Rossi to challenge election

BELLEVUE, Wash. – Republican Dino Rossi and the state GOP announced Friday they will contest the gubernatorial election that gave his Democratic foe, Christine Gregoire, a 129-vote victory.
Democrats said the challenge is unfounded.
Republicans have been building a case, gathering evidence of voting irregularities, including what they allege were illegal provisional ballots and a handful of votes cast by dead people.
They are pushing for a revote, an unprecedented step in a statewide election.
“There are so many improperly cast and counted ballots that this election is invalid,” said Rossi, a real estate agent and former state senator. “You cannot tell who won. The only way for us to get out of this problem is for us to have a revote.”
Democrats said the state constitution won’t allow a revote.
“No court will find this election should be set aside,” said Democratic Party attorney Jenny A. Durkan.
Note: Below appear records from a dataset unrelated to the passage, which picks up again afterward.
PR #2533, opened 2026-05-26
fix: accept shared skill roots without duplicate names

iqdoctor:
## Summary
- Treat a shared `~/.agents/skills` root as healthy when it has no skill-name overlap with the canonical Codex skill root.
- Keep the existing warning only for actual duplicate skill names across the two roots.
- Add a doctor regression test for the no-overlap shared-skills case.

## Scope notes
This is intentionally narrow:
- changes only the `omx doctor` legacy/current skill-root overlap status for the no-overlap case
- preserves the existing warning when duplicate skill names exist across the roots
- does not change setup/uninstall migration copy or skill-root discovery semantics

## Local checks
- `npm run build`
- `node --test dist/cli/__tests__/doctor-warning-copy.test.js`
- `npm run lint -- src/cli/doctor.ts src/cli/__tests__/doctor-warning-copy.test.ts`
- `npm run check:no-unused`
- `git diff --check upstream/dev...HEAD`
- `npm run verify:native-agents && npm run verify:plugin-bundle`

## Fresh OMX review
A fresh tmux OMX code-review pass was run against this branch after opening the PR:
- verdict: APPROVE
- blocking findings: 0
- caveat: `omx setup` still has older cleanup-oriented wording for no-overlap legacy roots, but this PR is scoped to doctor behavior and preserves warnings for actual duplicates.

### DIFF
--- a/src/cli/__tests__/doctor-warning-copy.test.ts
+++ b/src/cli/__tests__/doctor-warning-copy.test.ts
@@ -804,6 +804,33 @@ OMX_LORE_COMMIT_GUARD = "truee"
 		}
 	});
 
+	it("passes when shared skill root exists without duplicate skill names", async () => {
+		const wd = await mkdtemp(join(tmpdir(), "omx-doctor-shared-skills-"));
+		try {
+			const home = join(wd, "home");
+			const codexDir = join(home, ".codex");
+			const canonicalPlan = join(codexDir, "skills", "plan");
+			const legacyShared = join(home, ".agents", "skills", "shared-context");
+			await mkdir(canonicalPlan, { recursive: true });
+			await mkdir(legacyShared, { recursive: true });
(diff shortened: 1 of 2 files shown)


Yeachan-Heo:
Thanks for the PR. I’m closing this one rather than taking the behavior change as-is.

This touches `omx doctor`’s skill-root diagnosis semantics. Even though the patch is narrow, accepting shared-root/no-overlap as healthy changes the warning contract around canonical vs shared skill directories. That needs to be handled from the maintainer side with the broader install/setup/doctor contract in view, not merged as an isolated external patch.

If this maps to a reproducible user-facing false positive we still want fixed, we’ll re-open the problem as a maintainer-owned issue/PR with the exact contract spelled out.

—

Yeachan-Heo:
Closing as a maintainer-owned doctor/setup contract decision rather than merging this external behavior change.

PR #2574, opened 2026-05-27
Fix duplicate worker Stop nudges

### LINKED ISSUE #2559: Team worker Stop nudge stacks duplicate `[OMX] native Stop allowed` injections in leader queue (no team-scope dedupe / shutdown gate)
# `maybeNudgeLeaderForAllowedWorkerStop` stacks duplicate "native Stop allowed" injections in the leader's queue; no team-scope dedupe or shutdown gate

**Repo:** https://github.com/Yeachan-Heo/oh-my-codex
**Affected file:** `dist/scripts/notify-hook/team-worker-stop.js` (source: `src/scripts/notify-hook/team-worker-stop.ts`)
**Package version observed:** `oh-my-codex@0.18.5`
**Node:** v24.12.0 (Linux)

## Summary

When multiple OMX team workers emit `Stop` near-simultaneously — or one worker keeps emitting `Stop` while the leader pane is busy — `maybeNudgeLeaderForAllowedWorkerStop` injects identical `[OMX] worker-N native Stop allowed. Run \`omx team status <team>\`, ...` prompts into the leader pane's input queue. The injection has:

- **Per-worker cooldown only** (no team-scope dedupe). N workers → up to N parallel nudges per cooldown window.
- **No team-shutdown gate.** After the team is cleanly shut down (state dir removed), in-flight Stop events that were resolved as `allowed` before the teardown still inject. Each injected prompt instructs the leader to run `omx team status <removed-team>`, which only returns "No team state found" — useless turns that the leader is still forced to process.
- **`queuePaneInput` path is unbounded.** When the leader has an active task, the function falls back to queueing without checking whether identical Stop messages are already queued.

Net effect: the leader CLI ends up with a long list of "Queued follow-up inputs" containing the exact same nudge, all pointing at a team that no longer exists. Cancelling/Esc-flushing them is the only practical recovery.

## Reproduction (observed)

1. Spawn an OMX team with ≥ 2 workers (here: `read-only-r13-closeou-430d3551`, workers `worker-1..3`).
2. While the leader pane is busy with an active task, let several workers' codex sessions emit native `Stop` events that resolve to `allowed` via `resolveTeamWorkerStopDecision` (i.e. their assigned tasks are `completed`).
3. Tear down the team cleanly (or let it auto-tear down) around the same time.

**Result:** the leader pane shows a stack of identical `Queued follow-up inputs`:

```
[OMX] worker-3 native Stop allowed. Run `omx team status read-only-r13-closeou-430d3551`, read worker messages/results, then assign next task, reconcile completion, or shut down. [OMX_TMUX_INJECT]
[OMX] worker-2 native Stop allowed. Run `omx team status read-only-r13-closeou-430d3551`, read worker messages/results, then assign next task, reconcile completion, or shut down. [OMX_TMUX_INJECT]
[OMX] worker-3 native Stop allowed. ...
[OMX] worker-2 native Stop allowed. ...
... (repeats ~10×)
```

Each queued message, when finally consumed, runs `omx team status read-only-r13-closeou-430d3551`, which reports:

```
No team state found for read-only-r13-closeou-430d3551
team state directory removed
```

Nothing actionable; just one wasted turn per queued copy.

## Root cause

In `dist/scripts/notify-hook/team-worker-stop.js`:

1. **Per-worker statePath** (line 104):
   ```js
   const statePath = join(workerDir, 'worker-stop-nudge.json');
   ```
   `workerDir` is `stateDir/team/<team>/workers/<workerName>`, so the cooldown file is per-worker. There is no team-scoped ledger checked before injection — if worker-2 nudged at T=0, worker-3 is free to nudge at T=0.001s.

2. **No team-shutdown gate.** The function checks `readTeamWorkersForIdleCheck(stateDir, teamName)` (line 113), but if the manifest still exists at hook-fire time and the team is concurrently being torn down, the inject still goes through. After teardown, the queued prompts point at a team whose state dir is gone — those prompts should never have been emitted.

3. **`queuePaneInput` is unbounded** (line 167):
   ```js
   if (leaderHasActiveTask) {
       const sendResult = await queuePaneInput({ paneTarget: tmuxTarget, prompt });
       ...
   }
   ```
   No check against `paneGuard.paneCapture` to see whether an identical `[OMX] <worker> native Stop allowed` line is already pending for the same team. No cap on queued Stop nudges.

4. **Caller in `codex-native-hook.js` (line ~2783)** routes any `allowed` decision into `maybeNudgeLeaderForAllowedWorkerStop` without consulting team-level state (e.g. a `shutdown_started_at` marker), and swallows errors silently.

## Suggested fixes (any of these substantially mitigates)

- **Team-scoped cooldown ledger.** Add `state/team/<team>/worker-stop-nudge.json` checked in addition to the per-worker file. Suppress when *any* worker has nudged within `OMX_TEAM_WORKER_STOP_COOLDOWN_MS` (default 30s).
- **Shutdown gate.** Before building the prompt, check for a `state/team/<team>/shutdown.json` (or absence of `manifest.v2.json`). If present/absent, log `result: 'team_shut_down'` and skip the inject. Set this marker as the first step of team teardown.
- **Inject dedupe against pane capture.** `evaluatePaneInjectionReadiness` already returns `paneGuard.paneCapture`. Skip when the capture's tail already contains `[OMX] <worker> native Stop allowed` (or any same-team Stop nudge within the last N lines).
- **Cap queued Stop nudges per team to 1.** When `leaderHasActiveTask` and a same-team nudge is already pending in the queue, replace or skip rather than append.

## Why this is annoying in practice

The leader (Claude Code / Claude in this case) has to consume each queued message as a separate turn. With 10+ identical nudges pointing at a dead team, that's 10+ wasted token-billable turns where the only correct response is "No team state found, nothing to do." Users notice and assume Claude/OMX is stuck in a loop.

## Environment

- `oh-my-codex@0.18.5` installed via `npm i -g`
- Node `v24.12.0`
- Linux 6.17.0-29-generic
- Launcher: `omx --madmax`
- Run dir: `~/.omx-runs/run-20260527054610-5468`
- Workers stopped natively (codex Stop hook) while team teardown was concurrent.

## References

- `dist/scripts/notify-hook/team-worker-stop.js` lines 99–236 (function body)
- `dist/scripts/codex-native-hook.js` lines 2779–2795 (caller, swallows errors)
- `dist/scripts/codex-native-hook.js` lines 1559–1652 (`resolveTeamWorkerStopDecision` — no shutdown awareness)

Yeachan-Heo:
## Summary
- Deduplicate allowed worker Stop leader nudges at the team level.
- Add a short team lock so concurrent workers cannot send duplicate Stop nudges.
- Avoid recreating removed team state during teardown races.

## Verification
- `npm run build`
- `node --test --test-name-pattern 'worker Stop|Stop leader nudge|allowed worker Stop' dist/scripts/__tests__/codex-native-hook.test.js`
- `npm run lint`
- `git diff --check`
- `npm run check:no-unused`

Fixes #2559

—

### DIFF
--- a/src/scripts/__tests__/codex-native-hook.test.ts
+++ b/src/scripts/__tests__/codex-native-hook.test.ts
@@ -33,6 +33,7 @@ import { getLegacyWikiDir, serializePage, writePage } from "../../wiki/storage.j
 import { WIKI_SCHEMA_VERSION } from "../../wiki/types.js";
 import { createUltragoalPlan, readUltragoalPlan } from "../../ultragoal/artifacts.js";
 import { getBaseStateDir } from "../../state/paths.js";
+import { maybeNudgeLeaderForAllowedWorkerStop } from "../notify-hook/team-worker-stop.js";
 
 function nativeHookScriptPath(): string {
   return join(process.cwd(), "dist", "scripts", "codex-native-hook.js");
@@ -136,8 +137,12 @@ async function withLoreGuardConfig<T>(
 
 function buildWorkerStopFakeTmux(
   tmuxLogPath: string,
-  options: { failSend?: boolean; busyLeader?: boolean } = {},
+  options: { failSend?: boolean; busyLeader?: boolean; captureText?: string; sendDelayMs?: number; removePathOnSend?: string } = {},
 ): string {
+  const rawCaptureText = options.captureText ?? (options.busyLeader ? "• Working… (esc to interrupt)" : "› ready");
+  const captureText = `'${rawCaptureText.replace(/'/g, "'\"'\"'")}'`;
+  const sendDelaySeconds = Math.max(0, options.sendDelayMs ?? 0) / 1000;
+  const removePathOnSend = options.removePathOnSend ? `'${options.removePathOnSend.replace(/'/g, "'\"'\"'")}'` : "";
   return `#!/usr/bin/env bash
 set -eu
 echo "$@" >> "${tmuxLogPath}"
@@ -165,10 +170,12 @@ if [[ "$cmd" == "display-message" ]]; then
   exit 0
 fi
 if [[ "$cmd" == "capture-pane" ]]; then
-  ${options.busyLeader ? 'echo "• Working… (esc to interrupt)"' : 'echo "› ready"'}
+  printf '%s\\n' ${captureText}
   exit 0
 fi
 if [[ "$cmd" == "send-keys" ]]; then
+  ${sendDelaySeconds > 0 ? `sleep ${sendDelaySeconds}` : ""}
+  ${removePathOnSend ? `rm -rf ${removePathOnSend}` : ""}
   ${options.failSend ? "exit 1" : "exit 0"}
 fi
 exit 0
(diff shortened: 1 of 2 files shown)


Yeachan-Heo:
MERGE_READY

OMX review gate completed for PR #2574.

Evidence:
- Changed files match the expected narrow scope only:
  - `src/scripts/notify-hook/team-worker-stop.ts`
- The fix adds team-scoped worker Stop nudge dedupe/state, lock-based concurrent suppression, shutdown/terminal-team state gating, and visible queued-nudge duplicate suppression while preserving the per-worker cooldown path.
- Regression coverage covers same-team multi-worker dedupe, concurrent dedupe, missing/shutdown skip, queued duplicate suppression, and teardown-race behavior.
- PR is open, not draft, mergeState is `CLEAN`, and live CI rollup is green for lint/typecheck/build/test/coverage/status checks.
- No user-facing contract change requiring owner confirmation.

—

Yeachan-Heo:
REQUEST_CHANGES

I reviewed the exact PR head `a7a6ed45b2442e3c2897342f298afeeb2546b0ca` against latest `dev` `1b808672a2f0b5ede51ce65953265e01bb743eb2` for the duplicate worker Stop nudge fix.

What I verified:
- Scope is narrow: `src/scripts/notify-hook/team-worker-stop.ts` and `src/scripts/__tests__/codex-native-hook.test.ts` only.
- Live CI required gate was green when checked (`CI Status` passed), and the PR head/base matched the expected refs.
- Focused local checks on the exact PR head passed after dependency linkage:
  - `npm run build`
  - `node --test --test-name-pattern 'worker Stop|Stop leader nudge|allowed worker Stop' dist/scripts/__tests__/codex-native-hook.test.js` (11/11)
  - `npm run lint -- src/scripts/notify-hook/team-worker-stop.ts src/scripts/__tests__/codex-native-hook.test.ts`
  - `npm run check:no-unused`
  - `git diff --check origin/dev...HEAD`

Blocking findings before merge:
1. `teamStopNudgeAlreadyQueued()` treats captured pane transcript as authoritative pending-queue state (`src/scripts/notify-hook/team-worker-stop.ts`). An old already-processed nudge that remains visible in pane history can suppress a later legitimate worker Stop nudge after cooldown, with no retry path.
2. Successful send/queue delivery can be reported even if worker/team cooldown persistence fails. The state writes are swallowed, so duplicate nudges can recur when the durable team cooldown was not actually recorded.
3. Deferred paths still use recursive state/event writes and can recreate torn-down team state if teardown races between the precheck and deferred recording.

Please adjust the implementation so duplicate suppression is based on durable/explicit pending state rather than generic transcript text, preserve persistence failures except for known teardown cases, and make deferred recording teardown-aware. Add regression coverage for the stale-visible-transcript-after-cooldown case and persistence/deferred teardown behavior.

No merge performed.

—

Even if illegal votes were cast, she said, “it would not change the outcome of the election.”
Gregoire, the state’s three-term attorney general, lost the first count by 261 votes and the second count by 42 votes, then won a hand recount of 2.9 million ballots.
On Friday she acknowledged Rossi’s right to contest the election, but flatly rejected his contention that enough errors have been shown to warrant a redo.
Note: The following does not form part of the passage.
PR #2617, opened 2026-05-29
Summarize oversized notify logs without payload views

iqdoctor:
## Summary
- refine the merged #2615 notify guard so oversized legacy notify payloads still leave a bounded local turn-log hint instead of disappearing completely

“I don’t take any of this personally,” she said at a news conference in Olympia. “I respect the right of others to file an action in the courts. That is their right.”
Republicans are not arguing any fraud or misconduct took place, only that too many mistakes were made for anyone to be certain who actually won.
“The number of votes cast questionably, illegally or mistakenly is vastly in excess of the 129-vote margin by which this election has been certified,” former U.S. Sen. Slade Gorton said at a news conference Rossi held at his campaign headquarters in this Seattle suburb.
Republicans highlighted a host of problems, including thousands more ballots than people credited with voting in several counties’ records – more than 1,200 in heavily Democratic King County alone.
King County Elections Director Dean Logan and other county officials have said it’s common for vote totals not to match up with their lists of voters who cast ballots – that the crucial quality-control work is done at the front end, not after the election.
Another problem in King County: Nearly 350 provisional ballots were fed directly into vote-counting machines before election staffers could verify whether they were valid, Logan said.
Republicans said they also found cases of votes cast by felons whose civil rights had not been restored and dead people credited with voting.
The Seattle Times and the Seattle Post-Intelligencer reported Friday that some people who died before absentee ballots were mailed had been credited with voting in the November election.
The Times found 24 examples of deceased voters in six of the state’s largest counties. The P-I found eight such examples in King County alone.
Logan said his office has reported to the county prosecutor the names of three people who told reporters they cast an absentee ballot for their dead spouse.
GOP attorney Harry Korrell said Republicans were filing suit immediately in Chelan County Superior Court, and that they have no plans to try to block Gregoire’s scheduled inauguration next Wednesday.
Republicans said they chose Chelan County because they didn’t want to sue in any county where they were alleging serious problems had occurred. Democrats said picking a county where voters backed Rossi amounted to “judge shopping.”
Durkan said the Democrats will intervene once they review the Republicans’ pleadings “to seek to defend the rights of the voters who elected Christine Gregoire.
“I ultimately think the case will get thrown out,” Durkan said.
State Democratic Party Chairman Paul Berendt questioned the Republicans’ contention that they don’t need to prove fraud or misconduct – only that so many mistakes were made that no one could ever know who won.
“There’s no smoking gun that points to the one issue that could get the election overturned,” Berendt said. “They admitted for the first time in six weeks that there is no fraud. I think they’re in big trouble.”
Washington isn’t the only state where election drama is unfolding. In North Carolina, a judge ordered a new statewide election for agriculture commissioner because of a voting machine error that wiped out 4,438 ballots in one county.
Any election challenge will certainly end up before the state Supreme Court, where two citizens have already filed challenges of their own.
Supreme Court Clerk C.J. Merritt said the court will wait until the filing period closes before deciding what to do with election challenges. The deadline is 10 days after the Legislature issues a certificate of election, which is expected to happen Tuesday.